Node 1 is marked as current.
dist[1] = 0
Iterate through all connected nodes and update distances.
Node 1 is added to seen.
Node 2 has the smallest distance for any node not in seen, so it is marked as current.
Repeat the algorithm starting from step 5!
Node 2 is added to seen.
Node 3 has the next smallest distance and is not in seen.
Because the distance from (Node 1 → Node 3 → Node 6) < the distance from (Node 1 → Node 6), we update dist[6] = 11 as opposed to the previous value of 14!
Node 6 is now updated to be the current node, updating all possible connected nodes.
We have now updated Node 5 to a value of 20. Does this mean our algorithm is complete?
NO!
Although it is easy enough to look at this simple example and know that 20 is the smallest distance value possible for Node 5, our algorithm will continue one more step. The algorithm can only terminate once the conditions of Step 8 are satisfied. There are two more omitted iterations before algorithm completion. The process for these last two steps remains the same.
Improvements?
Of course there are! The bottleneck operation in our current algorithm implementation is locating the node with the next smallest distance. If only we had a data structure that focused on O(1) time to find the minimum, which could be sorted in O(log(n)) time. Oh, wait… THE HEAP!

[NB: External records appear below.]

PR #2157, opened 2025-12-18
JSON Schema default value deduction

### LINKED ISSUE #1296: Can JSON schema defaults pull from the defaults on the struct if not otherwise specified?

stephenberry:
## Summary

Adds opt-in automatic default extraction for JSON Schema generation. When enabled, Glaze reads each primitive member's default-constructed value and emits it as the schema's `"default"` keyword. **Off by default** — C++ default-initialization and JSON Schema's `"default"` keyword have overlapping but not identical semantics, so making this implicit for every reflectable struct would silently change the meaning of every generated schema.

## Usage

Opt in via a custom opts struct:

```cpp
struct my_opts : glz::opts { bool schema_auto_defaults = true; };
auto schema = glz::write_json_schema<MyType, my_opts{}>();
```

Without the flag, schema output is unchanged from main.

## What changes from main

- **`schema_auto_defaults` opt**: new `check_schema_auto_defaults(Opts)` helper detects the bool on the caller's opts. Default is `false`, so existing call sites (and snapshot tests) are unaffected.
- **Primitive extraction when enabled**: constructs `T{}` at compile time and reads each member's value. Fields of type `bool`, integer, floating-point, and `std::monostate` are emitted as `"default"`. `std::string`, containers, and other non-representable types are skipped — their storage would not outlive the transient consteval `T{}`.
- **Value-init filter**: a member is emitted only if its value differs from `val_t{}`. `int x{}`, `bool enabled{false}`, and `double x{0.0}` produce no `"default"` (they are sentinel-init, not deliberate recommendations); `flag{true}`, `count{42}`, `ratio{3.14}` still do. Users who specifically want `"default":0` can set it explicitly via `glz::json_schema<T>`.
- **Single extraction per type**: `T{}` is constructed once; all member defaults are pulled in one index-pack pass and stored in an `inline constexpr auto cached_defaults<T>` variable template, so repeated accesses are free.
- **Explicit overrides always win**: an explicit `glz::json_schema<T>` with `.defaultValue = ...` takes precedence regardless of the opt-in flag.
- **Integrates with main's schema refactor**: plugs into main's post-refactor code paths (inline `bool`/`string` primitives, `anyOf` for nullables, `prefixItems` for tuples, reference-counted single-use inlining).
- **Docs**: `docs/json-schema.md` gets a new "Automatic Default Extraction (opt-in)" section describing the flag, the extraction scope, the value-init filter, and the explicit-override precedence.

## Test plan

- [x] New `auto_defaults`, `mixed_defaults`, `explicit_override`, `nested_defaults`, `value_init_defaults` tests in `jsonschema_test.cpp` cover extraction, primitive filtering, explicit-override precedence, defaults on inlined single-use definitions, and the value-init filter — all go through the opt-in opts struct
- [x] Default-off test locks in the "no `"default"` emitted without opt-in" contract
- [x] Pre-existing schema tests across `example_json`, `exceptions_test`, `json_reflection_test`, `json_test`, and `jsonschema_test` produce identical output to main
- [x] Full local test suite passes (92 tests) on AppleClang


wilkolbrzym-coder (changes requested):
Review – PR #2157

Not ready. Branch has unresolved conflicts with main; rebase first.

Concept is fine. Opt-in, default off is correct.

Bugs to fix:

1. uint64 defaults above INT64_MAX

to_schema_default stores unsigned as uint64_t.

Schema parser reads positive integers as int64_t.

Example: 18446744073709551615 will not round-trip.

Filter to int64_t max or skip.

2. Non-finite float defaults

double d = infinity; passes the zero-filter because infinity != 0.

Would emit invalid JSON Schema.

Filter with std::isfinite.

3. Character-like types

Only char is excluded.

wchar_t, char8_t, char16_t, char32_t remain integral and may emit large integers as defaults.

Exclude all character types.

4. Negative zero

-0.0 == 0.0, so it is filtered.

If intentional negative zero is desired, it requires explicit json_schema override.

Document this.

5. Non-constexpr destructor path

can_extract_defaults correctly falls back.

But no test covers default-constructible type with non-constexpr destructor.

Add compile-only test.

6. Rebase must preserve recent schema refactor

19-commit old branch.

Rerun schema-related tests after rebasing, especially GCC 13.

Verdict

Request changes.

Fix conflict, uint64 range, non-finite floats, and character-type handling.

cc @stephenberry

PR #2169, opened 2025-12-21
fix invalid control code in string

huangminghuang:
Fixes parsing of strings that contain an invalid control character sequence. Currently, only the test with long tail will succeed while the tests with short/middle tail fail.


stephenberry:
Thanks so much for this fix! I added the fix to the `std::u8string` code as well.

Issue #2190, opened 2026-01-02
std::string Memory Bomb (DoS) vulnerability


ElevationsRPG:
Description:
Currently, when decoding BEVE (Binary) data into a std::string or std::vector container with strings or custom struct (with std::string inside it), the decoder reads the integer length header and immediately calls .resize() on the target container.

In a server-side context, this creates a Memory Bomb (DoS) vulnerability. A malicious client can send a valid BEVE header specifying a massive length (e.g., 4GB), causing the server to crash with std::bad_alloc or be terminated by the OOM killer before any validation constraints (like read_constraint) can be executed.

The Problem:
While glz::read_constraint exists, it is evaluated after the field has been materialized (allocated and read). For binary formats where the length is known upfront, we need a way to validate that length header before the allocation happens.

Current Behavior (Simplified):

```
1. Read length L from buffer.

2. call str.resize(L); // Crash occurs here if L is malicious.

3. Read L bytes into str.

4. Run read_constraint (Too late).
```

Proposed Solution:
Introduce a way to define a maximum length at the metadata level that the BEVE decoder respects before calling resize().

Potential Syntax Ideas:

New Wrapper:

C++

```
//manually wrap your strings in glz::max_len

struct my_struct {
   glz::max_len<std::string, 128> username; 
};


or define a metadata Attribute:

template <>
struct glz::meta<my_struct> {
   static constexpr auto value = object(
      "username", [](auto& s) { return s.username; }, 
      glz::opts{.max_len = 128} // Hypothetical opt
   );
};
```

Impact:
Without this, Glaze cannot be safely used for high-performance server-side binary networking without manual "peeking" logic or wrapping every string in a glz::custom lambda to validate the length header manually.

stephenberry:
Having a max length option is good, but I think a more general solution is to check agains the length of the input buffer. The input buffer length can be controlled by the server and be guarded against malicious attacks. We can then check all our resizes for vectors and strings agains the length of the input buffer. If it is beyond this length we can short circuit and error, knowing that we have an erroneous or malicious value. If it is a malicious size that is within the buffer length there is no threat of a resize bomb, and a parse failure would occur further down the line, which would short circuit after the safe memcpy.

In short, we can check the number of bytes needed for the resize against the length of the input buffer and ensure that only as much data as could possibly be in the message will be allocated. This lets the server limit the allocation size and avoids this threat.

[...]

Issue #2187, opened 2025-12-31
BEVE Parsing Security (Verification/Validation)


ElevationsRPG:
Currently i do not see a way where we can validate what we are about to parse for example lets say we are a malicious user spoofing

```
std::vector<int> example;
example.push_back(1000000000000);//some ridiculous amount of elements
```

//The normal code to read_beve //We just parsed a giant amount of ints with no validation before the parse?

```
std::string buffer = /* delimited BEVE data */;
size_t offset = 0;

while (offset < buffer.size()) {
   std::vector<int> obj;
   auto result = glz::read_beve_at(obj, buffer, offset);
   if (!result) {
      break;  // Error or end of data
   }
   offset += *result;  // Advance by bytes consumed

   // Process obj...
}
```

stephenberry:
You make a good point that there should be a configurable option for the maximum number of elements allowed.

I think you meant to call `resize` in your example rather than `push_back`. This resize is what needs to be guarded. If the size is ridiculous then the allocator will typically throw.

Thanks for pointing this out.

ElevationsRPG:
> You make a good point that there should be a configurable option for the maximum number of elements allowed.
> 
> I think you meant to call `resize` in your example rather than `push_back`. This resize is what needs to be guarded. If the size is ridiculous then the allocator will typically throw.
> 
> Thanks for pointing this out.

Yes i some what mitigated this with the partial_read option which did work but i had to manually resize my vector

```
std::vector<int> example; 
example.resize(100); //this forces 100 elements when doing with option partial_read
```

 **However!** it does not seem to force limits on std::string (on its own) so there's a problem with partial_read now too!


```
            std::string buffer;
            std::string example = "hello world test test test test test test and this is the end of the string";
            glz::write_beve(example, buffer);

            std::string example2; 
            example2.resize(5);
            glz::read_beve<glz::opts{.partial_read = true}>(example2, buffer); //THIS gives us the ENTIRE string back! UH OH

           //INCOMING 10GB std::strings! ! !
```

We definitely need another option or some more specifically "beve_read_header" functions will be nice so that can inspect the header before deciding to parse it or not.

I also like using std::read_beve_at so even just a glz::opts::size option to force a container/string limit would be ideal. I'm currently intending to use the BEVE format for network packets which is why this type of validation is important to me.

Oh no i also just realized that if we did:

```
std::vector<std::string> example; //How do we detect what the size of the std::strings are inside the vector? (They could be 20 GB)
```

[...]

PR #2194, opened 2026-01-03
Secure BEVE from DoS attacks with invalid lengths

stephenberry:
## BEVE Security: Pre-allocation Bounds Checking

Addresses #2187 and #2190 - prevents memory bomb (DoS) attacks in BEVE binary parsing.

### Problem

When parsing BEVE data, length headers were used to `resize()` containers before validating that the buffer contained sufficient data. A malicious actor could send a buffer claiming billions of elements but containing only a few bytes, causing memory exhaustion before validation could occur.

### Solution

Added pre-allocation bounds checks that validate length headers against remaining buffer size **before** any memory allocation:

- **Boolean arrays**: Validates `(count + 7) / 8` bytes available
- **String arrays**: Validates at least `count` bytes available (1 byte minimum per string header)
- **Generic arrays**: Validates at least `count` bytes available (1 byte minimum per element tag)

### Changes

**`include/glaze/beve/read.hpp`**
- Added bounds checks before `resize()` for boolean, string, and generic arrays

**`include/glaze/beve/header.hpp`**
- Fixed `int_from_compressed()` to return errors instead of silent failures:
  - 32-bit systems receiving 8-byte length encoding: `invalid_length`
  - Invalid config values: `syntax_error`

**`include/glaze/core/context.hpp`**
- Added `invalid_length` error code for length validation failures

**`include/glaze/core/error_category.hpp`**
- Added `buffer_overflow` and `invalid_length` to error code mappings

**`docs/security.md`**
- New documentation covering DoS protection and security best practices

### DIFF
--- a/tests/beve_test/beve_test.cpp
+++ b/tests/beve_test/beve_test.cpp
@@ -4166,42 +4166,6 @@ suite dos_prevention = [] {
       expect(bool(ec)) << "Should reject truncated numeric array buffer";
    };
 
-   "valid data still parses after security checks"_test = [] {
-      // Verify that legitimate data still works correctly
-
-      // String array
-      std::vector<std::string> str_original = {"hello", "world", "test"};
-      std::string str_buffer;
-      expect(not glz::write_beve(str_original, str_buffer));
-      std::vector<std::string> str_result;
-      expect(!glz::read_beve(str_result, str_buffer));
-      expect(str_result == str_original);
-
-      // Bool array
-      std::vector<bool> bool_original = {true, false, true, true, false};
-      std::string bool_buffer;
-      expect(not glz::write_beve(bool_original, bool_buffer));
-      std::vector<bool> bool_result;
-      expect(!glz::read_beve(bool_result, bool_buffer));
-      expect(bool_result == bool_original);
-
-      // Numeric array
-      std::vector<int> int_original = {1, 2, 3, 4, 5, 6, 7, 8, 9, 10};
-      std::string int_buffer;
-      expect(not glz::write_beve(int_original, int_buffer));
-      std::vector<int> int_result;
-      expect(!glz::read_beve(int_result, int_buffer));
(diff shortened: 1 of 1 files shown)


ElevationsRPG:
Hi Stephen,

I appreciate you implementing the checks for spoofed/truncated length headers. However, I want to emphasize that a global MAX_MESSAGE_SIZE check is still insufficient for complex or high-scale applications.

While it stops truncated headers, it doesn't protect against a 'Real Bomb' a payload where the headers and data are both perfectly valid and match the 1GB size, but the content is malicious.

The 'Blind Limit' Problem: If my application requires a 1GB limit to support legitimate world saves or terrain data, I have to open my network gate to 1GB. But a global buffer limit cannot distinguish between Volume and Complexity:

Legit Data: 1GB of flat terrain data = 1 allocation/operation (Safe).

Attack Data: 1GB of 50 million map entries = 50 million allocations/insertions (Server Crash).

A global limit is too blunt. It protects the buffer, but it doesn't protect the CPU and RAM from being exhausted by the sheer number of operations triggered inside that buffer. We need a Peek API that acts as a 'Verifier.'

By having a verification step, we can inspect the internal size/count headers of containers before Glaze begins the actual deserialization work. This provides the granularity needed to enforce 'Semantic Limits'—for example, allowing a 1GB buffer for raw binary data while simultaneously rejecting a 1GB buffer if it contains more than 10,000 map entries.

The invalid length check is a step in the right direction, but without the ability to verify and enforce our own container-level limits, the system remains vulnerable to resource exhaustion.

A simple solution to fix this would be a glaz::Verifier implementation before the glz::read step.

stephenberry:
@ElevationsRPG, yeah I understand the need for more precise limits and validation. I'm working on another pull request that implements this finer control: https://github.com/stephenberry/glaze/pull/2195. This initial PR just provides a default protection for users who don't define limits.

PR #2195, opened 2026-01-03
max_length wrapper and options

stephenberry:
## User-Configurable Allocation Limits for Binary Formats

Adds extendable compile-time options and a per-field wrapper for limiting string lengths, array sizes, and map sizes when reading BEVE and CBOR formats, providing additional protection against memory exhaustion attacks.

### Extendable Options

Options are extendable - inherit from `glz::opts` and add the fields you need:

```cpp
struct secure_opts : glz::opts
{
   uint32_t format = glz::BEVE;  // or glz::CBOR
   size_t max_string_length = 1024;    // Max 1KB per string
   size_t max_array_size = 10000;      // Max 10,000 elements per array
   size_t max_map_size = 1000;         // Max 1,000 entries per map
};

auto ec = glz::read<secure_opts{}>(obj, buffer);
```

This follows the existing Glaze pattern for optional options - only users who need these features pay for them.

### Separate Limits for Arrays vs Maps

Arrays and maps have separate limits for maximum flexibility:

```cpp
struct data_processing_opts : glz::opts
{
   uint32_t format = glz::BEVE;
   size_t max_array_size = 1000000;  // Allow large numeric data arrays
   size_t max_map_size = 100;        // But limit configuration object complexity
};
```

### Per-Field Wrapper

New `glz::max_length` wrapper for fine-grained control on individual fields:

```cpp
template <>
struct glz::meta<UserInput>
{
   using T = UserInput;
      "username", glz::max_length<&T::username, 64>,  // Max 64 chars
      "scores", glz::max_length<&T::scores, 100>      // Max 100 elements
   );
};
```

Works with strings and arrays. Supported for both BEVE and CBOR formats.

### Supported Container Types

**`max_array_size` applies to:**
- `std::vector<T>`, `std::array<T, N>`, `std::deque<T>`
- Other sequence containers

**`max_map_size` applies to:**
- `std::map<K, V>`, `std::unordered_map<K, V>`
- Other associative containers

**`max_string_length` applies to:**
- `std::string` and string-like types

### Nested Limits

Limits propagate through nested structures:
```cpp
struct nested_opts : glz::opts
{
   uint32_t format = glz::BEVE;
   size_t max_array_size = 100;
   size_t max_string_length = 1024;
};

std::vector<Example> example; // Example contains std::string name
auto ec = glz::read<nested_opts{}>(example, buffer);
// Limits vector to 100 elements AND limits each name string to 1024 chars
```

### Memory Bomb Protection

Added buffer bounds checking before allocation in both BEVE and CBOR to prevent memory exhaustion from malicious length headers.

### Error Handling

When limits are exceeded, parsing fails with `glz::error_code::invalid_length`.

**Documentation:**
- `docs/wrappers.md` - Documented the `max_length` wrapper
- `docs/security.md` - Updated security documentation with per-field limits

### DIFF
--- a/include/glaze/beve/read.hpp
+++ b/include/glaze/beve/read.hpp
@@ -1298,6 +1298,21 @@ namespace glz
          if constexpr (Opts.partial_read) {
             n = value.size();
          }
+         else {
+            // Validate count against remaining buffer size (minimum 1 byte per key-value pair)
+            if (n > size_t(end - it)) [[unlikely]] {
+               ctx.error = error_code::unexpected_end;
+               return;
+            }
+
+            // Check user-configured map size limit
+            if constexpr (check_max_map_size(Opts) > 0) {
+               if (n > check_max_map_size(Opts)) [[unlikely]] {
+                  ctx.error = error_code::invalid_length;
+                  return;
+               }
+            }
+         }
 
          constexpr uint8_t key_tag = beve_key_traits<Key>::key_tag;
 
--- a/include/glaze/cbor/read.hpp
+++ b/include/glaze/cbor/read.hpp
@@ -1194,6 +1194,20 @@ namespace glz
             if (bool(ctx.error)) [[unlikely]]
                return;
 
+            // Validate count against remaining buffer size (minimum 2 bytes per key-value pair)
+            if (count * 2 > static_cast<uint64_t>(end - it)) [[unlikely]] {
+               ctx.error = error_code::unexpected_end;
+               return;
+            }
+
+            // Check user-configured map size limit
+            if constexpr (check_max_map_size(Opts) > 0) {
+               if (count > check_max_map_size(Opts)) [[unlikely]] {
+                  ctx.error = error_code::invalid_length;
+                  return;
+               }
+            }
+
             for (size_t i = 0; i < count; ++i) {
                Key key{};
                parse<CBOR>::op<Opts>(key, ctx, it, end);
--- a/include/glaze/core/opts.hpp
+++ b/include/glaze/core/opts.hpp
@@ -471,6 +471,16 @@ namespace glz
       }
    }
 
+   consteval size_t check_max_map_size(auto&& Opts)
+   {
+      if constexpr (requires { Opts.max_map_size; }) {
+         return Opts.max_map_size;
+      }
+      else {
+         return 0; // 0 means no limit
+      }
+   }
+
    consteval bool check_opening_handled(auto&& o) { return o.internal & uint32_t(opts_internal::opening_handled); }
 
    consteval bool check_closing_handled(auto&& o) { return o.internal & uint32_t(opts_internal::closing_handled); }
--- a/tests/beve_test/beve_test.cpp
+++ b/tests/beve_test/beve_test.cpp
@@ -4363,6 +4363,117 @@ suite allocation_limits = [] {
       expect(!ec) << "Default opts should allow any array size";
       expect(arr_result == large_array);
    };
+
+   "max_map_size applies to std::map"_test = [] {
+      std::map<std::string, int> large_map;
+      for (int i = 0; i < 100; ++i) {
+         large_map["key" + std::to_string(i)] = i;
+      }
+      std::string buffer;
+      expect(not glz::write_beve(large_map, buffer));
+
+      // Try to read with a limit of 50 entries
+      struct map_limited_opts : glz::opts
+      {
+         uint32_t format = glz::BEVE;
+         size_t max_map_size = 50;
+      };
+
+      std::map<std::string, int> result;
+      auto ec = glz::read<map_limited_opts{}>(result, buffer);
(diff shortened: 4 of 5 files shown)


stephenberry:
@ElevationsRPG, any additional thoughts on this finer control? Anything missing?

ElevationsRPG:
> @ElevationsRPG, any additional thoughts on this finer control? Anything missing?

So far everything looks great! but i do have a few questions/suggestions!

Does it also support std::unordered_map and std::map containers ?

and could we support max_length for unwrapped structs? Currently, I use static constexpr auto value = &T::value; to treat a struct as its underlying type. It would be great if I could do this aswell (But not absolutely necessary).

```
template <>
struct glz::meta<Key> {
   using T = Key;
   static constexpr auto value = glz::max_length<&T::value, 64>; 
};
```

and if the max_length works on integer variables as well that would also be great where the limit is also the max value limit of the integer.

But so far everything looks great! here is how i would like to use it:

```
struct Example
{
std::string name;
int id;
struct glaze
{
using T = Example;
      "name", glz::max_length<&T::name, 64>,  // Max 64 chars
      "id", glz::max_length<&T::id, 100>      // Max value is 100
   );
}
}

and:

std::string buffer;
std::vector<int> example;
auto ec = glz::read_beve<glz::opts{ max_array_size = 100 }>(example, buffer); //this should throw error if it exceeds 100
if (ec)
{
//etc
}

and:

std::string buffer;
std::vector<std::string> example;
auto ec = glz::read_beve<glz::opts{ max_array_size = 100, max_string_length = 1024 }>(example, buffer); //this should throw error if it exceeds 100 elements and an error because a string was above 1024
if (ec)
{
//etc
}

and:

std::string buffer;
std::vector<Example> example; //using our custom struct that contains a std::string and id
auto ec = glz::read_beve<glz::opts{ max_array_size = 100, max_string_length = 1024 }>(example, buffer); //this should throw error if it exceeds 100 elements and an error because a string was above 1024
if (ec)
{
//etc
}
```

Other then that the only other option i would love to see is the .allocate_null_pointers! and a total_allocation_limit could be useful aswell.

ElevationsRPG:
Oh yes i also wanted to confirm that max_string_length (glz::option) will also apply to std::strings that are inside a std::vector or inside a struct, and or inside a map, list, deque, etc globally ?

stephenberry:
@ElevationsRPG, I added a `max_map_size` option and the `max_length` wrapper sets it for maps, so it also works for maps now. This will apply to nested strings, maps, vectors, so you can nest things as much as you like.

I'm going to merge this in.

I haven't added `max_length` support for integers. Integer limits can be set via constraints already, so I'm not sure about duplication this feature, and `max_length` isn't really the appropriate word for a limit on the integer value.

Here's an example of an integer constraint with a custom error message:
```c++
struct age_custom_error_obj
{
   int age{};
};

template <>
struct glz::meta<age_custom_error_obj>
{
   using T = age_custom_error_obj;
   static constexpr auto read_x = [](T& s, int age, glz::context& ctx) {
      if (age < 21) {
         ctx.error = glz::error_code::constraint_violated;
         ctx.custom_error_message = "age too young";
      }
      else {
         s.age = age;
      }
   };
   static constexpr auto value = object("age", glz::custom<read_x, &T::age>);
};
```

Note that constraints read into temporaries, so they don't apply the change to the underlying object until the constraint is satisfied.

ElevationsRPG:
> @ElevationsRPG, I added a `max_map_size` option and the `max_length` wrapper sets it for maps, so it also works for maps now. This will apply to nested strings, maps, vectors, so you can nest things as much as you like.
> 
> I'm going to merge this in.
> 
> I haven't added `max_length` support for integers. Integer limits can be set via constraints already, so I'm not sure about duplication this feature, and `max_length` isn't really the appropriate word for a limit on the integer value.
> 
> Here's an example of an integer constraint with a custom error message:
> 
> ```c++
> struct age_custom_error_obj
> {
>    int age{};
> };
> 
> template <>
> struct glz::meta<age_custom_error_obj>
> {
>    using T = age_custom_error_obj;
>    static constexpr auto read_x = [](T& s, int age, glz::context& ctx) {
>       if (age < 21) {
>          ctx.error = glz::error_code::constraint_violated;
>          ctx.custom_error_message = "age too young";
>       }
>       else {
>          s.age = age;
>       }
>    };
>    static constexpr auto value = object("age", glz::custom<read_x, &T::age>);
> };
> ```
> 
> Note that constraints read into temporaries, so they don't apply the change to the underlying object until the constraint is satisfied.

Yes i understand the reasoning not using max_length for integers, plus most of the fixed types are pretty safe against memory exhaustion e.g int32_t is 4 bytes int64_t 8 bytes and so on ah yes i saw the "propagate" through nested things that is excellent!

the only other option i would like is the `.allocate_raw_pointers` and making sure it will work on all container types aswell e.g

`std::vector<Example*>`
`std::unordered_map<int, Example*>`

PR #74, opened 2022-11-10
Allow passing the tests to run as an argument to qemu

chantra:
Historically, we build a VM for each individual tests we wanted to run. At the end of the day, all tests are available within the VM and it is just a matter of what we did put in our init script.
With kernel-patches/vmtest#139 we can now pass the test to run as a command line argument at boot time. So, the run-qemu step will need to provide that test name.

tested with an unmodified kernel-patches/vmtest: https://github.com/kernel-patches/vmtest/pull/171/checks
and a modified one (e.g building the rootfs vm after building the kernel and providing the test on the boot command):  https://github.com/kernel-patches/vmtest/actions/runs/3432974206/jobs/5723083313

### DIFF
--- a/run-qemu/action.yml
+++ b/run-qemu/action.yml
@@ -16,6 +16,9 @@ inputs:
   max-cpu:
     description: 'Maximum number of CPU allocated to a VM (regardless of number of CPUs available on the host). Default is unset, e.g it will default to the number of CPU on the host.'
     default: ''
+  kernel-test:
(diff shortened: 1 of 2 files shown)


danielocfb (approved):
Looks good to me.

chantra:
> Looks good to me.

Thanks for the quick turnover. I updated the  description to be more comprehensive.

Without going into complete detail on the heap data structure, it allows us the exact location and sort times detailed above. Using a heap will drastically improve our algorithm performance. I opted to utilize Python’s built-in heapq module vice constructing my own. A previous link contains the information needed to build the functions and methods for implementing your Heap data structure. Instead, below is how I adopted a heap for implementing an improved Dijkstra Algorithm.
Closing
As we have seen, there are many decisions when it comes to modeling a graph and implementing Dijkstra’s algorithm. In this article, we primarily explored storing our graph in an Adjacency List by using a dictionary. An adjacency list allows us to reduce storage costs while still upgrading our algorithm through heap application.
Please feel free to explore and use the linked code for any personal projects!